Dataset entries

☆ ☆ ☆

PR #54970, opened 2025-04-24
Expose ActiveSupport::Cache::MemCacheStore client

PatrickTulskie:
### Motivation / Background

My team maintains several Rails monoliths where we have begun to leverage [Pitchfork's reforking](https://github.com/Shopify/pitchfork/blob/master/docs/REFORKING.md). One issue with that is that when you refork and you are using the native Rails MemCacheStore, the underlying Dalli connection actually [closes and then raises an exception](https://github.com/petergoldstein/dalli/blob/1eb5efd0e162f33d3ef7349623ffc91c25c1ca3e/lib/dalli/protocol/connection_manager.rb#L221-L228) when a fork was detected. The recommended course of action is to call `.close` on the connection when forking (before making a call to the cache), but in recent versions of Rails, the underlying client is not accessible.

### Detail

This pull request introduces a new `client` method to the `ActiveSupport::Cache::MemCacheStore` class, providing direct access to the underlying Dalli client or connection pool. This change enhances flexibility for advanced operations not exposed by the standard cache store interface. Additionally, a corresponding test has been added to ensure proper functionality.

### Additional information

In some applications, we simply call `Rails.cache.instance_variable_get(:@data).close` in the `after_mold_fork` callback  and that seems to work as intended. This change would allow us and others to replace that with `Rails.cache.client.close` though which feels like less of a hack.

I had also considered just adding a close method to the cache store itself which just proxies that on to the `@data` client, but after some thought I saw a situation where that would lead to other people just adding lots of extra proxy methods to the `MemCacheStore`.

As far as naming, I just called it `client` because that's what it is, but I'm happy to change it to `connection` like some other libraries use for similar patterns. I could also call it `dalli` like it was called in Rails until 7+ for those who crave nostalgia but that introduces a loose coupling to the name of the client.

Lastly, there are a bunch of other tests that use `cache.instance_variable_get(:@data)` that I did not touch in order to keep this diff simple. If so desired, I can go through and update those to use the new `client` method as well.

### Checklist

### DIFF
--- a/activesupport/CHANGELOG.md
+++ b/activesupport/CHANGELOG.md
@@ -1,3 +1,11 @@
+*   Add `client` method to `ActiveSupport::Cache::MemCacheStore` to provide access to the underlying Dalli client.
+
+    ```ruby
+    Rails.cache.client.close if Rails.cache.is_a?(ActiveSupport::Cache::MemCacheStore)
+    ```
+
+    *Patrick Tulskie*
+
 *   Allow to configure maximum cache key sizes
 
     When the key exceeds the configured limit (250 bytes by default), it will be truncated and
--- a/activesupport/lib/active_support/cache/mem_cache_store.rb
+++ b/activesupport/lib/active_support/cache/mem_cache_store.rb
@@ -98,6 +98,24 @@ module ActiveSupport
         "#<#{self.class} options=#{options.inspect} mem_cache=#{instance.inspect}>"
       end
 
+      # Returns the underlying Dalli client instance.
+      #
+      # This provides direct access to the Dalli client or connection pool to perform operations
+      # not exposed by the cache store interface.
+      #
+      # For example, to close the connection before forking:
+      #
+      #   Rails.cache.client.close if Rails.cache.is_a?(ActiveSupport::Cache::MemCacheStore)
+
+      # To perform operations on a pooled connection:
+      #
+      #   Rails.cache.client.with do |c|
+      #     c.close
+      #   end
+      def client
+        @data
+      end
+
       ##
       # :method: write
       # :call-seq: write(name, value, options = nil)
--- a/activesupport/test/cache/stores/mem_cache_store_test.rb
+++ b/activesupport/test/cache/stores/mem_cache_store_test.rb
@@ -387,6 +387,18 @@ class MemCacheStoreTest < ActiveSupport::TestCase
     assert_equal 5, pool.instance_variable_get(:@timeout)
   end
 
+  def test_client_returns_direct_dalli_client_when_not_pooled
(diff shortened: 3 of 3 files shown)


PatrickTulskie:
> I think we could instead eagerly close the connections on after fork.
> 
> As in instead of exposing `#client`, we'd add `ActiveSupport::Cache::Store#close` or something, as a signal connections should be abandoned.

I figured this PR was minimally invasive and had some side benefits. Then again connections persisting after fork are really the bane of my existence and I'd rather fix them at the source if possible.

We had looked into why Dalli was raising this exception and found this issue here: https://github.com/petergoldstein/dalli/issues/997 so it seems like there isn't a lot of interest in actually changing this behavior. That said, I have some actual work I'm procrastinating on so maybe I'll put together a PR for Dalli today that addresses this. This has the additional benefit of not requiring a Rails update to remove our hack.

Failing that, I see your point about adding a `ActiveSupport::Cache::Store#close` (which I also considered) but from what I'm seeing, it looks like only Dalli has this issue since it seems you already addressed it (https://github.com/redis/redis-rb/commit/389d8b637713346e9052f4a5c2f1e0cb6a4e8add) in `redis-rb`. For all of the other store adapters, it would just be a NOOP.

I don't love adding automatic reconnection-after-fork handling to Rails since I don't think it's a concern of Rails and it adds overhead in non-forking environments, but it could be a good stop gap as well.

byroot:
> For all of the other store adapters, it would just be a NOOP.

Yes, but that's not a problem for me. Also there are gems that extend Store and may need it.

> I don't love adding automatic reconnection-after-fork handling to Rails since I don't think it's a concern of Rails

We do it for Active Record, so it's very much a concern of rails.

In any case, I much prefer exposing a generic `#close` method, which you can blindly call regardless of which implementation you use, than to expose a `#client` that is memcached specific, or return widely different things.

Especially since as shown in your PR, `#client` may be a Dalli instance or a ConnectionPool, so it's a very leaky API.

PatrickTulskie:
@byroot hey just a heads up, I put some work in getting this solved in Dalli directly https://github.com/petergoldstein/dalli/pull/1036 - seems like jruby is putting up a fight in CI, but I'm not sure if it's actually related to my change or not. In any case I gotta dig into that one a bit more. This would be ideal though because then I can just update Dalli on some Rails 7.x apps and get the fix without needing a major Rails upgrade.

In parallel I started work on just making a close method on ActiveSupport::Cache::Store which I hope to wrap up work on this week. Code is done for the simple stuff, just trying to figure out testing to ensure that I didn't whack the connection pool.

In any case, thanks for your help and the gut check here. I'll close this out for now and reference it in that other PR when I get it opened.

☆ ☆ ☆

◆ TASK INSTRUCTIONS ◆
Identify every line above that includes the word "exposed", and show those lines.

◆ TASK OUTPUT ◆
This pull request introduces a new `client` method to the `ActiveSupport::Cache::MemCacheStore` class, providing direct access to the underlying Dalli client or connection pool. This change enhances flexibility for advanced operations not exposed by the standard cache store interface. Additionally, a corresponding test has been added to ensure proper functionality.
+      # not exposed by the cache store interface.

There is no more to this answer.